I apologize for monopolizing this thread momentarily. As you can see, I have been hanging around this forum for a while, but I have kept relatively quiet. I promise I will return to my cave shortly.


----------



## mvnuenen (Jun 1, 2007)

@RoundTuit: no apologies needed! That's what these forums are for  I read all your posts and I learned from it. Tx 4 sharing


----------



## aaronwt (Jan 31, 2002)

I set my Harmonies up a long time ago, and when I switched to the H1 I just carried the programming over.

When I set mine up, I had to call technical support and tell them I wanted this tiVo on remote code 3, this TiVo on remote code 4, etc. At that time that was the only way to program the separate codes without having the Harmony learn them. I have no idea what they do now.


----------



## Sam Lowry (Oct 17, 2002)

Did anybody get the Clear button to work on the Harmony for the Premiere? I tried manually adding it, but no good. It worked for my S2.


----------



## Terbor (Jan 26, 2009)

Sam Lowry said:


> Did anybody get the Clear button to work on the Harmony for the Premiere? I tried manually adding it, but no good. It worked for my S2.


I did a "Learn IR" on my Harmony 890 and that worked.


----------



## RoundTuit (Dec 29, 2006)

aaronwt said:


> When I set mine up, I had to call technical support and tell them I wanted this tiVo on remote code 3, this TiVo on remote code 4, etc. At that time that was the only way to program the separate codes without having the Harmony learn them. I have no idea what they do now.


I was able to get everything working without calling customer support, but maybe I would have been better off calling. However, I am one of those people who dread CS and rather figure it out on my own, sometimes to my detriment.

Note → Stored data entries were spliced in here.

PR #1698, opened 2018-08-29
[MATLAB] add parfor as a keyword

monty5811:
Add parfor as a keyword in MATLAB syntax.

(https://uk.mathworks.com/help/distcomp/parfor.html)

### DIFF
--- a/Matlab/syntax_test_matlab.m
+++ b/Matlab/syntax_test_matlab.m
@@ -201,3 +201,9 @@ s1="00:06:57";
 %   ^^^^^^^^ string.quoted.double.matlab
 %           ^ punctuation.definition.string.end.matlab
 
+%---------------------------------------------
+% parfor keyword test
+% parfor
+parfor x = 1:10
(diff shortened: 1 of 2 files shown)


monty5811:
Of course. I _think_ I have added a test.

Matlab/syntax_test_matlab.m
```diff
@@ -201,3 +201,9 @@ function foo(bar)
 %   ^^^^^^^^ string.quoted.double.matlab
 %           ^ punctuation.definition.string.end.matlab
 
+%---------------------------------------------
+% parfor keyword test
+% parfor
+parfor x = 1:10
+^ keyword.control.matlab
```
FichteFoll: Syntax test lines need to begin with a certain token that is defined in the first line of the file (and is usually the line comment punctuation, I. E. `%` here).

monty5811: Thanks! Fixed now I think.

As you said, early on this was the only option, but now the software can learn the address when you initially set up a device. This most likely happens when the software asks you to enter a couple of commands so it can use this information to find the best database file for your device.

You can also change the remote address after setting up the device by using the confirm infrared command option. This worked for my S3, but when I tried to change the address I originally used for the S4 the software found a database file it thought was better, but it turned out to be much worse and I had all kinds of issues. I ended up deleting the activity/device and started over.

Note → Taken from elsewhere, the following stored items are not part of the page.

PR #1991, opened 2019-06-11
[C++] Add support for Javadoc style comments

DavidWang1024:
Allows Javadoc style comments to be recognized in scope. Word wrapping depends on it to wrap comment blocks properly.

### DIFF
--- a/C++/C++.sublime-syntax
+++ b/C++/C++.sublime-syntax
@@ -204,6 +204,8 @@ contexts:
           - match: \*/
             scope: punctuation.definition.comment.c
             pop: true
+          - match: ^\s*\*(?!/)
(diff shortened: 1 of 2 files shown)


C++/C++.sublime-syntax
```diff
@@ -204,6 +204,8 @@ contexts:
           - match: \*/
             scope: punctuation.definition.comment.c
             pop: true
+          - match: ^\s*\*(?!/)
```
FichteFoll: The scope should only cover the asterisk and not the leading whitespace, imo.

DavidWang1024:
This is for the default wrap command.

I have made changes to the scope to only cover the asterisk.

PR #1992, opened 2019-06-11
[D] Add support for Javadoc style comment

DavidWang1024:
Leading asterisk/plus in multi line comment will now be treated as
punctuation definition. Word wrapping depends on it to wrap comment blocks properly.


FichteFoll:
See #1991.

PR #1994, opened 2019-06-12
[JavaScript] Improve scope for Javadoc style comments

DavidWang1024:
Allow leading asterisks (excluding leading white space) in body of Javadoc style comments to be recognized as "punctuation.definition" scope. Default word wrapping will depend on it to wrap comment blocks properly.

### DIFF
--- a/JavaScript/JavaScript.sublime-syntax
+++ b/JavaScript/JavaScript.sublime-syntax
@@ -110,7 +110,7 @@ contexts:
         - match: \*/
           scope: punctuation.definition.comment.end.js
           pop: true
-        - match: ^\s*(\*)?(?!/)
+        - match: ^\s*(\*)(?!/)
           captures:
             1: punctuation.definition.comment.js
     - match: /\*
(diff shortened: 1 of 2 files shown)


Thom1729:
I am of two minds.

As far as JavaScript is concerned, JavaDoc-style comments are no different from any other kind of block comment. The additional asterisks have no syntactic significance. In general, we try to avoid adding nonstandard third-party behavior into syntax definitions. We've removed a lot of it from the JavaScript syntax already. If JavaDoc-style comments weren't already in the syntax, I would oppose adding them; I think that this is best left to [third-party tools](https://github.com/Thom1729/Sublime-JS-Custom). There's an argument to removing them entirely — but that's rather out of scope of this PR.

On the other hand, JavaDoc-style comments are a fairly common convention, even among different commenting systems. As it stands, the special handling of `/**` isn't that narrow of an assumption. Is this new assumption substantially narrower? I'm not sure.

If the motivation for changing so many syntax definitions is to improve word wrapping behavior, is there a plausible alternative?

wbond:
@Thom1729 This is part of some upcoming changes to word wrapping. @DavidWang1024 is an engineer at Sublime HQ, and this is the public part of some work he has been doing recently.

I would like to know more about how the database is managed and updated because I swear it was changing as I was trying to program my remote. Since I have never had any problems setting up the remote for my S3s, I began using that model number for the S4, and I defined, deleted and redefined the S4 device several times. At one point the software started prompting me to enter odd commands that were different from the normal ones (i.e., PowerToggle, DirectionUp and Select) and I ended up with a set of commands that looked like they were for an AV receiver. That is when I switched back to the HD XL to use as a basis for the S4.



Sam Lowry said:


> Did anybody get the Clear button to work on the Harmony for the Premiere? I tried manually adding it, but no good. It worked for my S2.

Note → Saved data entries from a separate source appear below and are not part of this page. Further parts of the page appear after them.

PR #1997, opened 2019-06-12
Improve Javadoc style comment scope for various applicable languages

DavidWang1024:
Allow leading asterisks (excluding leading white space) in body of Javadoc style comments to be recognized as "punctuation.definition" scope. Default word wrapping will depend on it to wrap comment blocks properly.

Applied to ActionScript, C, C#, CSS, Go, Graphviz, PHP, SQL, Scala


C#/C#.sublime-syntax
```diff
@@ -79,6 +79,9 @@ contexts:
         - match: '\*/'
           scope: punctuation.definition.comment.end.cs
           pop: true
+        - match: ^\s*(\*)?(?!/)
```
keith-hall: as the capture group is the only thing that receives a scope, why make it optional? it may make it harder for future maintainers to understand the purpose of consuming the leading whitespace...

I wasn't aware there was a problem with the Clear button, but it works for me and I didn't have to add it.


----------



## orangeboy (Apr 19, 2004)

RoundTuit said:


> ...I would like to know more about how the database is managed and updated because I swear it was changing as I was trying to program my remote...


My guess is that when a user enters a model number, it takes what's in the database and applies it to the remote (software). After updating the remote, anything "learned" is sent back to the database (via the software) to be applied to that model number. I'm sure this would all be fine if everyone used remote address "0", with no deviations between the remote codes were ever introduced.

However, I use different remote addresses to control my TiVos, so inputing model TCD-746320 (for example) as the model won't necessarily work for me. My TiVo's remote address 9 "Live TV" has to be different than a "standard" TiVo's remote address 0 "Live TV". When I go through the Harmony software and "learn" my address 9 commands, I get the same thing where the model it selects for me is horribly inappropriate.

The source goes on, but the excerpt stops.